La capacitación de estudiantes graduados en ciencias no es cosa de risa. Pero la cascada de informes emitidos sobre el tema en el último cuarto de siglo se ha convertido en una especie de broma entre los que se preocupan por la educación de postgrado en los campos de ciencia, tecnología, ingeniería y matemáticas (STEM). Entonces, cuando un comité de las Academias Nacionales de Ciencias, Ingeniería y Medicina (NASEM) publicó esta semana un informe sobre "revitalizar" la educación STEM de posgrado que hacía referencia a 19 estudios relacionados, su presidente no se sorprendió.

El sistema actual funciona bien para los PI [investigadores principales], las instituciones y las agencias federales que obtienen mano de obra relativamente barata y producen muchos artículos en las principales revistas", afirma Leshner. "Pero no funciona bien para los estudiantes y para muchos empleadores".

¿Que se necesita para mejorar la tutoría?

Lo que se necesita, según el informe, es un mayor enfoque en la tutoría y la enseñanza de alta calidad. Hacerlo, sugiere, también abordaría muchos otros problemas crónicos, incluida la preparación inadecuada para carreras fuera de la academia, la falta de diversidad y la especialización excesiva, que han sido citados en informes anteriores.

La falta de alineación entre la trayectoria profesional que muchos profesores esperan que sus alumnos sigan, y en qué terminan realmente esos estudiantes, es un tema principal del nuevo informe, que es una actualización de un informe NASEM de 1995 sobre la reestructuración de la educación de postgrado.

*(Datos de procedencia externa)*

PR #645, opened 2021-11-10
Add support for arbitrary pod-level securityContext settings

shanemcd:
This allows for doing stuff like this on the custom resource:

```
security_context_settings:
  runAsUser: 1000
  runAsGroup: 0
```

I added `snakeCaseParameters: False` because without it, variables like `runAsUser` become `run_as_user`... and that doesnt work.


pabelanger:
https://github.com/ansible/awx-operator/pull/643 seems to be the same idea?

kdelee (approved):
Can we get this merged and an awx-operator release?

This is a blocker for some of us who are on the :cloud:

Issue #242, opened 2021-04-23
Feature request: Ability to add custom labels to EE pods


RylandDeGregory:
I am attempting to use [AAD Pod Identity](https://azure.github.io/aad-pod-identity/docs/) to grant my AWX environment implicit access to Azure Key Vault using a user-assigned Managed Identity.  One of the requirements is that the pods be labeled with the name of the Managed Identity to use, like this:

```yaml
apiVersion: v1
kind: Pod
metadata:
  name: demo
  labels:
    aadpodidbinding: <MANAGED_IDENTITY_NAME>
```

The process works as expected, and I was able to validate by performing `kubectl label pod awx-pod aadpodidbinding=MANAGED_IDENTITY_NAME`, but *AWX generates a new pod for each job*. This prevents the authentication from working unless the EE pods can be created by the operator with that label.

I understand that there are already variables that set pod labels for use in node selection, and we already have variables that control annotations for ingress resource definitions. My question is, can there be another AWX spec variable added to set custom labels on EE pods? I know that my ask is specifically about AAD pod identity, but I'm sure there are other use cases for user-defined pod labels.

lukasertl:
I'd like to add to this request the ability to add custom annotations to the EE pod.  

With a custom annotation the EE could use the Hashicorp Vault agent injector to access secrets in Vault.

lukasertl:
Meanwhile I found that you can do this already by changing the pod definition in the tower instances Interface.

RylandDeGregory:
@lukasertl thank you so much, that worked perfectly!

tchellomello:
Just for the documentation, here is a screenshot of how you extend  custom labels to your `ee` pods; 

Instance Groups --> edit the instance group ---> `Customize pod specification` 

![image](https://user-images.githubusercontent.com/809840/116572985-6d003880-a8da-11eb-9869-3709d96fc631.png)

So I guess we already have a place for that in the AWX itself which allows more freedom than setting it on the spec itself. 

Are you good with this approach @RylandDeGregory?

RylandDeGregory:
Hey @tchellomello I understand that this is possible, and I've gotten it working using this approach. 

But, telling me to go make a pod spec customization in the GUI is not the answer I wanted. This is squarely a code change, not a DB or UI change, and should be possible to set in the code that I use to deploy AWX.

tchellomello:
[...]

PR #676, opened 2021-11-29
Add pod_labels for custom pod labels

locmai:
Adding `pod_labels` option for templating custom labels into the pods. 

This could simply solve the #242 since users could add the `aadpodbinding` label and other use cases.

Signed-off-by: Loc Mai <lmai@axon.com>

### DIFF
--- a/config/crd/bases/awx.ansible.com_awxs.yaml
+++ b/config/crd/bases/awx.ansible.com_awxs.yaml
@@ -134,6 +134,9 @@ spec:
                 node_selector:
                   description: nodeSelector for the pods
                   type: string
+                pod_labels:
+                  description: Additional labels to apply to the pod
+                  type: string
                 service_labels:
                   description: Additional labels to apply to the service
                   type: string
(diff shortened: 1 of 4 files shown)


hungtran84:
great @locmai , exactly what i was looking for.
Related issue https://github.com/ansible/awx-operator/issues/242

kdelee:
Can you confirm that these pod labels are applied to the podspec for the `default` container group as well? if you could paste `${TOWER_URL}/api/v2/instance_groups/${ID OF DEFAULT CONTAINER GROUP}/` that would make it clear if the pod labels get applied to both the awx pods as well as the default container group

kdelee:
I'm 99% certain this won't fix applying labels to the default container group. I think we need something like https://github.com/ansible/awx/pull/11395 for it to filter through to the default container group, which is what is actually used for jobs (what you have would apply only the awx deployment itself). I'm not saying this is a bad change, just maybe won't do everything desired

locmai:
@kdelee Your PR looks better and makes more sense. I didn't look at this close enough, though it was just an easy config change. Closing this PR now.

Issue #667, opened 2021-11-22
Issue when 'make deploy' run 


Davidffry:
##### ISSUE TYPE
 - Bug Report

##### ENVIRONMENT
* AWX version: devel (after git checkout)
* Operator version: 0.15.0
* Kubernetes version: 1.21.5
* AWX install method: wsl with docker desktop for windows

##### STEPS TO REPRODUCE

```make deploy```

##### EXPECTED RESULTS

Execution

##### ACTUAL RESULTS
```
$  make deploy
make gen-resources | kubectl apply -f -
error: error validating "STDIN": error validating data: ValidationError(Namespace): unknown field "make[1]" in io.k8s.api.core.v1.Namespace; if you choose to ignore these errors, turn validation off with --validate=false
Makefile:87: recipe for target 'deploy' failed
make: *** [deploy] Error 1
```

##### ADDITIONAL INFORMATION

- One thing to change into the Makerfile : add `-k` to all curl because certificate issue.
- When rollback the commit : 782f97c42cc589419200bfccfd44c342ba010826
it seems to work, with other issue.

##### AWX-OPERATOR LOGS
No.

syswipe:
I have the same problem, but I use k3s instead of k8s cluster. Any suggestion?

jonathon2nd:
I get the same when I have devel checked-out. Try a tag, 0.15.0 works for me on a rancher managed k8s cluster, though I had to modify the makefile to include the kubeconfig.

Davidffry:
Ok, I ll recheck that. Thanks

syswipe:
i rolled back to 0.14.0 and all run well

Davidffry:
I retest it from scratch (wsl with windows) is ok
I'll test it with k3s...

Davidffry:
You're right, I close the issue. my bad ;-)

PR #686, opened 2021-12-07
Fix deploy target for the devel branch

rooftopcellist:
Related Issue: https://github.com/ansible/awx-operator/issues/667

  * piping a make target within another target causes issues

When running `make deploy` on the devel branch, I get the following error.  This fixes it, though it isn't DRY..
```
$ VERSION=0.15.0 NAMESPACE=ca-awx IMG=quay.io/chadams/awx-operator:dev make deploy
make gen-resources | kubectl apply -f -
error: error validating "STDIN": error validating data: ValidationError(Namespace): unknown field "make[1]" in io.k8s.api.core.v1.Namespace; if you choose to ignore these errors, turn validation off with --validate=false
make: *** [Makefile:87: deploy] Error 1
```

### DIFF
--- a/Makefile
+++ b/Makefile
@@ -84,7 +84,9 @@ gen-resources: kustomize ## Generate resources for controller and print to stdou
 	@$(KUSTOMIZE) build config/default
 
 deploy: kustomize ## Deploy controller to the K8s cluster specified in ~/.kube/config.
-	$(MAKE) gen-resources | kubectl apply -f -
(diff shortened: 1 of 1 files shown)


rooftopcellist:
@kdelee and I just built an awx image from this branch and deployed it with the awx-operator and can now run the awx-manage command, which allows us to run migrations.

kdelee (approved):

PR #688, opened 2021-12-07
Wait for Postgres to initialize before starting containers

rooftopcellist:
To avoid a bad state that can occur if the app containers come online before the postgres pod is up, we should add the following task to wait for Postgres to initialize.  

This used to exist in the launch_awx.sh script, but was removed as ansible is no longer available in the task container at that point. 

The ascii video below demonstrates that the wait task is honored.  
postgres-wait


fosterseth (approved):

rebeccahhh (approved):

AlanCoding:
Yes, that was removed in https://github.com/ansible/awx/commit/ddcbc408b908626d42f8d5393bf61abaf5ecb310. Clearly, the solution here wouldn't be affected by not having ansible, which was the reason that was done.

Issue #618, opened 2021-10-26
Migrations failed with external database on upgrade


MichaelPak:
##### ENVIRONMENT
* AWX version: 19.4.0
* Operator version: 0.14.0
* Kubernetes version: 1.21.1
* AWX install method: kind

##### SUMMARY
I am trying to update AWX from version 14 to the latest. In production, the application runs in a `docker-compose`. Raised a clean install locally through an operator in [kind](https://kind.sigs.k8s.io/), everything works. I got the idea to try installing with an old database to check that the migrations were successful. I installed the Postgresql locally, uploaded the backup there. I made it possible to connect to the local database through the [dockerhost](https://github.com/qoomon/docker-host).

```
---
apiVersion: apps/v1
kind: Deployment
metadata:
  name: dockerhost
  labels:
    k8s-app: dockerhost
spec:
  replicas: 1
  selector:
    matchLabels:
      k8s-app: dockerhost
  template:
    metadata:
      labels:
        k8s-app: dockerhost
    spec:
      containers:
      - name: dockerhost
        image: qoomon/docker-host
        securityContext:
          capabilities:
            add: ["NET_ADMIN", "NET_RAW"]

---
apiVersion: v1
kind: Service
metadata:
  name: dockerhost
spec:
  clusterIP: None
  selector:
    k8s-app: dockerhost
```

In PostgreSQL I created two databases: `awx` for the old backup and `awxnew` for the new installation.

```
---
apiVersion: v1
kind: Secret
metadata:
  name: awx-secret-key
  namespace: awx
stringData:
  secret_key: "awxsecret"
type: Opaque

---
apiVersion: v1
kind: Secret
metadata:
  name: awx-old-postgres-configuration
  namespace: awx
stringData:
  host: dockerhost
  port: "5432"
  database: awx
  username: awx
  password: awx
type: Opaque

---
apiVersion: v1
kind: Secret
metadata:
  name: awx-postgres-configuration
  namespace: awx
stringData:
  host: dockerhost
  port: "5432"
  database: awxnew
  username: awxnew
  password: awxnew
  sslmode: disable
  type: unmanaged
type: Opaque

---
apiVersion: awx.ansible.com/v1beta1
kind: AWX
metadata:
  name: awx
spec:
  service_type: NodePort
  old_postgres_configuration_secret: awx-old-postgres-configuration
  postgres_configuration_secret: awx-postgres-configuration
  secret_key_secret: awx-secret-key
```

[...]

PR #695, opened 2021-12-14
fix issue #618 with migration script when the remote database use the non public schema

absynth76:


rooftopcellist:
This was implemented and merged in this PR:
* https://github.com/ansible/awx-operator/pull/923

Could you please open a new issue if this doesn't cover your use case?

Thanks!

Issue #1451, opened 2023-06-16
Allow ability to set securityContext in Postgres StatefulSet.


AlbinKroon:
### Please confirm the following

- [X] I agree to follow this project's [code of conduct](https://docs.ansible.com/ansible/latest/community/code_of_conduct.html).
- [X] I have checked the [current issues](https://github.com/ansible/awx-operator/issues) for duplicates.
- [X] I understand that AWX Operator is open source software provided for free and that I might not receive a timely response.

### Feature Summary

As of now it is not possible to set/change the securityContext of the Postgres StatefulSet. This means the pod won't start when having configured the Pod Security Admission Controller to enforce restricted mode in all namespaces.

<img width="1056" alt="Screenshot 2023-06-16 at 16 27 09" src="https://github.com/ansible/awx-operator/assets/33911033/27c0c66b-9c08-4100-bd7a-5683697ba869">

Please consider adding the ability to set the securityContext in `roles/installer/templates/statefulsets/postgres.yaml.j2` under `.spec.template.spec`.

rooftopcellist:
This has been address by:
* https://github.com/ansible/awx-operator/pull/1517

PR #1461, opened 2023-06-23
Allow ability to set security context for postgres deployment.

rakesh561:
##### SUMMARY
Allow ability to set security context for postgres containers during deployment.
Example it will allow users to deploy postgres as Non Root.

##### ISSUE TYPE
 - New or Enhanced Feature

##### ADDITIONAL INFORMATION
Issue #1451  will be addressed hopefully

### DIFF
--- a/roles/installer/templates/statefulsets/postgres.yaml.j2
+++ b/roles/installer/templates/statefulsets/postgres.yaml.j2
@@ -51,6 +51,12 @@ spec:
         - image: '{{ _postgres_image }}'
           imagePullPolicy: '{{ image_pull_policy }}'
           name: postgres
+{% if security_context_settings.postgres is defined %}
+          securityContext:
+{% for key, value in security_context_settings.postgres.items() %}
+            {{ key }}: {{ value }}
+{% endfor %}
+{% endif %}
 {% if postgres_extra_args %}
           args: {{ postgres_extra_args }}
 {% endif %}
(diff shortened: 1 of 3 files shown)


rooftopcellist:
Before this can merge, we need to have entries for the security setting param for postgres on the CRD and in the CSV params.

rakesh561:
@rooftopcellist  for the CRD i believe there is entry for CSV already.

roles/installer/templates/statefulsets/postgres.yaml.j2
```diff
@@ -51,6 +51,12 @@ spec:
         - image: '{{ _postgres_image }}'
           imagePullPolicy: '{{ image_pull_policy }}'
           name: postgres
+{% if security_context_settings.postgres is defined %}
```
rooftopcellist: The security_context_settings.postgres key doesn't exist in the AWX schema.  All I see is `security_context_settings`  [here](https://github.com/ansible/awx-operator/blob/devel/config/crd/bases/awx.ansible.com_awxs.yaml#L1791). 


If we wanted to have specific security context settings for postgres (different from task/web, etc.), then we would probably want to define it under `postgres.security_context_setting`.  We don't have a precedent for this in the awx-operator yet, but there are examples in the eda-server-operator [here](https://github.com/ansible/eda-server-operator/blob/main/config/crd/bases/eda.ansible.com_edas.yaml#L1248-L1254).

For this PR, it might make more sense to just use the top level security_context_settings value everywhere (including the postgres sts with this PR).  What do you think? Would that solve your use case?

rakesh561: @rooftopcellist  i did the requested changes i went with having seperate security_context_settings for postgres instead using the same security_context_settings that is already declared.

PR #1468, opened 2023-06-26
Allow {web_,task_,}replicas to be 0 and split out molecule tests

### LINKED ISSUE #1454: AWX doesn't scale in to 0 replicas

- [X] I have checked the [current issues](https://github.com/ansible/awx/issues) for duplicates.
- [X] I understand that AWX is open source software provided for free and that I might not receive a timely response.
- [X] I am **NOT** reporting a (potential) security vulnerability. (These should be emailed to `security@ansible.com` instead.)

### Bug Summary

After the task and web pods separation, AWX can no longer scale in to 0 replicas when we edit the AWX CRD.

We've installed the AWX with three replicas by setting the following parameters in the CRD object.
```
replicas: 3
task_replicas: 3
web_replicas: 3
```
As far as I understand, **web_replicas** and **task_replicas** should override **replicas** in this case.

I am trying to scale it in to 0 by settings:

```
replicas: 0
task_replicas: 0
web_replicas: 0
```
But AWX scales in only one replicas (so I have one web and one task replica) and doesn't completely scale in to 0 replicas.

I can't find anything interesting in the awx-operator logs.

### AWX version

22.3.0

### Select the relevant components

- [ ] UI
- [ ] UI (tech preview)
- [X] API
- [ ] Docs
- [ ] Collection
- [ ] CLI
- [ ] Other

### Steps to reproduce

Try to change CRD to 0 replicas from 3 replicas.

### Expected results

AWX is scaled in to 0 replicas

### Actual results

AWX is scaled in to 1 replica

relrod:
##### SUMMARY

(Replaces #1464 because I think there is a :ghost: CI check there that is in a weird state.)

There is quite a bit going on here.

On the user-facing side:

- First off allow `replicas`, `web_replicas`, and `task_replicas` to be `0`. Previously this was interpreted as a falsy value and messed up the templating logic. Now we compare it to the default (empty string) instead. Fixes #1454.
- The above uncovered another issue: If we scale replicas to 0, then the operator reconciliation loop starts failing since it tries to find some pod that doesn't exist in that case. Only run those tasks if we are able.

On the testing side:

- Add tests for the above.
- However this made the (single) test file really big, so I broke it into some separately-runnable files. For example, one file to update the `AWX` instance we are testing with. You just import that with `include_tasks`.
  - I also made it so that when you do that, you can pass in an `additional_fields` var so that you can actually customize the `AWX` definition to test how changes to fields interact.
- Lowered CPU request specs, because it was failing with testing 3 replicas on GHA.
- All these new tests made CI really slow (~13 minutes up to ~25 minutes). So to fix this, I made use of ansible tags and broke a test matrix in GHA. It's also easy to expand this (just tag the new tasks and edit/add two lines in `ci.yaml`) so that if we add chunks of other tests later, they can each run in their own separate instance, in parallel.
  - To do that, I had to tag the tasks that should always run (like the tasks to set up kind and tear it down, and to do the image build). I think this is a fair trade-off for the flexibility we get with doing matrix runs now.
- Also deleted the branch filter from `ci.yaml` so that people can run the tests in the own forks on their own feature branches.

##### ISSUE TYPE

### DIFF
--- a/roles/installer/tasks/install.yml
+++ b/roles/installer/tasks/install.yml
@@ -88,6 +88,7 @@
     command: >-
       bash -c "awx-manage showmigrations | grep -v '[X]' | grep '[ ]' | wc -l"
   changed_when: false
+  when: awx_task_pod_name != ''
   register: database_check
 
 - name: Migrate the database if the K8s resources were updated.  # noqa 305
@@ -99,11 +100,13 @@
       bash -c "awx-manage migrate --noinput"
   register: migrate_result
   when:
+  - awx_task_pod_name != ''
   - database_check is defined
   - (database_check.stdout|trim) != '0'
 
 - name: Initialize Django
   include_tasks: initialize_django.yml
+  when: awx_task_pod_name != ''
 
 - name: Update status variables
   include_tasks: update_status.yml
--- a/roles/installer/tasks/resources_configuration.yml
+++ b/roles/installer/tasks/resources_configuration.yml
@@ -285,5 +285,7 @@
 
 - name: Verify the resource pod name is populated.
   assert:
-    that: awx_task_pod_name != ''
+    that:
+      - awx_task_pod_name != ''
     fail_msg: "Could not find the tower pod's name."
+  when: task_replicas | int > 0 or (task_replicas == '' and replicas > 0)
--- a/.github/workflows/ci.yaml
+++ b/.github/workflows/ci.yaml
@@ -10,6 +10,11 @@ jobs:
   molecule:
     runs-on: ubuntu-latest
     name: molecule
+    strategy:
+      matrix:
+        ansible_args:
+          - --skip-tags=replicas
+          - -t replicas
     env:
       DOCKER_API_VERSION: "1.41"
     steps:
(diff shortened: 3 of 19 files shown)


roles/installer/tasks/resources_configuration.yml
```diff
@@ -285,5 +285,7 @@
 
 - name: Verify the resource pod name is populated.
   assert:
-    that: awx_task_pod_name != ''
+    that:
+      - awx_task_pod_name != ''
     fail_msg: "Could not find the tower pod's name."
```
thedoubl3j, line 290: Do we want to think about moving away from the tower naming scheme in errors since we changed the pod_names? I will leave this as a single comment since it isn't directly applied to the PR, more just for others to see and think about potentially changing it if there are others.

thedoubl3j (approved):
big plus 1 for the test changes around tags to help with the slowness and fixes for `replicas`

roles/installer/tasks/resources_configuration.yml
rooftopcellist: yes, but it doesn't have to prevent this from merging.

roles/installer/tasks/install.yml
```diff
@@ -88,6 +88,7 @@
     command: >-
       bash -c "awx-manage showmigrations | grep -v '[X]' | grep '[ ]' | wc -l"
   changed_when: false
+  when: awx_task_pod_name != ''
```
rooftopcellist, line 91: Good catch, thanks for adding this.

rooftopcellist:
I like the way you split out the replicas check to `_test_case_replicas.yml`.  Nicely done all around.

rooftopcellist (approved):

PR #1476, opened 2023-06-30
There was a typo in the CRD for the ephemeral storage which was ephemeral_storage instead of ephemeral-storage

rakesh561:
##### SUMMARY
There was a typo in the CRD for the ephemeral storage which was ephemeral_storage instead of ephemeral-storage.Will Appreciated if i can get quick review sorry for the typo in the earlier PR.

##### ISSUE TYPE


rooftopcellist (approved):

rooftopcellist:
Thanks for the fix @rakesh561 !

PR #1494, opened 2023-07-17
Molecule: Different fix for new Cython

relrod:
##### SUMMARY

The first attempt (#1492) was unfortunately wrong in two ways. We need to pin the dependency in inside the container, not as a molecule dependency. Also it seems like the Cython pin needs to happen *earlier* but an easy solution is to just pin pyyaml to an old version instead for now until https://github.com/yaml/pyyaml/issues/601 is resolved.

Here's an AWX CI run showing this fix works, this time: https://github.com/ansible/awx/pull/14251

I will revert #1493 as well, it is useless.

##### ISSUE TYPE

### DIFF
--- a/molecule/kind/converge.yml
+++ b/molecule/kind/converge.yml
@@ -15,6 +15,7 @@
           - urllib3==1.26.15
           - docker
           - docker-compose
+          - pyyaml==5.3.1
         state: present
 
     - name: Build operator image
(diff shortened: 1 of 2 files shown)


relrod:
Backing this to draft for now, I want to see if #1463 fixes the issue instead.

relrod:
Closing, I prefer #1463 to fix this.

PR #1505, opened 2023-07-28
Attempt at fixing #1418 for the task deployment

phess:
##### ISSUE TYPE

##### SUMMARY
Issue #1418 has fixed web deployments but it appears that task deployments are still suffering from the same issue.
Here I'm attempting a similar change to `task.yml.j2` that was done to `web.yml.j2` in order to check if this fixes the issue for task deployments like it did web deployments.

I'm not naming this PR "fixes #1418" because I'm clearly _trying_.

If this description is not clear enough, comments at AAP-13578 should help clarify.
If it's all unclear and incorrect, please reject or ignore this PR mercilessly.

### DIFF
--- a/roles/installer/templates/deployments/task.yaml.j2
+++ b/roles/installer/templates/deployments/task.yaml.j2
@@ -353,7 +353,6 @@ spec:
           args: {{ rsyslog_args }}
 {% endif %}
           imagePullPolicy: '{{ image_pull_policy }}'
-          resources: {{ rsyslog_resource_requirements }}
           volumeMounts:
             - name: "{{ ansible_operator_meta.name }}-application-credentials"
               mountPath: "/etc/tower/conf.d/credentials.py"
@@ -408,6 +407,7 @@ spec:
 {% if rsyslog_extra_env -%}
             {{ rsyslog_extra_env | indent(width=12, first=True) }}
 {% endif %}
+          resources: {{ rsyslog_resource_requirements }}
 {% if task_node_selector %}
       nodeSelector:
         {{ task_node_selector | indent(width=8) }}


rooftopcellist:
I have been trying to reproduce your issue with the latest in the `devel` branch of the awx-operator. I tried this in my spec and was unable to reproduce.  The task pod always gets scheduled on a node.  I also inspected the deployment yaml and found that this was getting templated correctly. 

```
spec:
  task_node_selector: |
    kubernetes.io/os: linux
 ```


I also just tried the following:

```
spec:
  node_selector: |
    kubernetes.io/os: linux  
  task_node_selector: |
    kubernetes.io/os: linux 
```

Could you share a redacted CR spec? Maybe I can spot the issue or use that to try to reproduce?

**Comment by rooftopcellist** [comment]
@phess It looks like rsyslog_resource_requirements is in the right spot in the task deployment template as is:
* https://github.com/ansible/awx-operator/blob/devel/roles/installer/templates/deployments/task.yaml.j2#L356

I think what you are seeing may be an unrelated issue.

**Comment by phess** [comment]
> Could you share a redacted CR spec? Maybe I can spot the issue or use that to try to reproduce?

Thank you. I'll see what we can get.

**Comment by davidtluong** [comment]
I reproduced it, using a toleration breaks it.

**Comment by rooftopcellist** [comment]
@phess It looks like you are using a version of the operator that does not include this patch:
* https://github.com/ansible/awx-operator/pull/1349

I was able to reproduce on an older version of the awx-operator and that patch fixed it.  This is the spec I used to reproduce:

```
spec:
  no_log: false
  task_node_selector: |
    kubernetes.io/os: linux
  task_tolerations: |
    - key: "dedicated"
  tolerations: |
    - key: "dedicated"
  service_type: clusterip
  ingress_type: route

  task_resource_requirements:
    requests:
      cpu: 100m
      memory: 128Mi  
  rsyslog_resource_requirements:
    requests:
      cpu: 100m
      memory: 128Mi 
```

Taking out the tolerations lines makes it pass, which gives me extra confidence that this is the issue in your environment.  Thank you for putting up a patch, I am going to close this now though since it appears to be fixed in `devel`.  Please re-open or comment if that was a mistake.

Los títulos contundentemente similares sugieren que el problema es de larga data.

La mayoría de los profesores asumen erróneamente que su trabajo "es producir pequeños clones de sí mismos", dice Leshner. Sin embargo, menos del 40% de los doctorados STEM del país realmente trabajan en la academia, señala el informe, y menos de la mitad de ese grupo se convierten en investigadores independientes, como sus mentores.

Esa falta de coincidencia tiene varias consecuencias imprevistas, señala el informe. Puede empujar a algunos estudiantes a posiciones postdoctorales no deseadas mientras clasifican las opciones de carrera y hacen que otros abandonen la ciencia por completo.

Pero aunque el problema es grave, Leshner dice que cualquier cambio debe ser "evolutivo, no revolucionario". Los estudiantes aún necesitan aprender a diseñar y llevar a cabo investigaciones y comunicar los resultados a un público amplio. Una combinación de talleres, pasantías y oportunidades de networking que exponen a los estudiantes a oportunidades de carrera fuera del laboratorio, agrega, debe "complementar, no suplantar" el tiempo necesario para adquirir lo que el informe llama "competencias centrales".

Suzanne Ortega explica la gran importancia que tiene dar una mejor tutoría a los estudiantes

La panelista Suzanne Ortega, presidenta del Consejo de Escuelas para Graduados (CGS) de Washington, DC, explica lo que eso significa en la práctica.

Las decisiones de promoción y tenencia académica ahora dependen en gran medida de la productividad de la investigación, en particular, la capacidad de un miembro de la facultad para obtener subvenciones competitivas para financiar investigaciones que generarán publicaciones en prestigiosas revistas. "He estado en muchos de esos comités", dice Ortega, sociólogo y ex rector y decano graduado en varias universidades, "y nunca he visto uno que preguntara sobre las innovaciones en la tutoría o la calidad de esa tutoría medida por la satisfacción de los estudiantes ".

La gran idea de Leshner es que las agencias de investigación federales como la National Science Foundation (NSF) y los Institutos Nacionales de Salud (NIH) deberían exigir a los solicitantes de subvenciones que presenten evidencia de una enseñanza y tutoría de calidad en sus propuestas. Las agencias deberían entonces usar esa información, dice, para determinar quién recibe el dinero.